> **INFORMATION SUPPLIED**:
•••
PR #308, opened 2025-10-27
fix: handle offers without explicit chain in c-lightning and LDK modules

erickcestari:
We were returning the default chain when decoding an offer without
•••
> **DIRECTIONS**:
A faithful copy of all the material is the required answer.

> **REPLY**:
PR #308, opened 2025-10-27
fix: handle offers without explicit chain in c-lightning and LDK modules

erickcestari:
We were returning the default chain when decoding an offer without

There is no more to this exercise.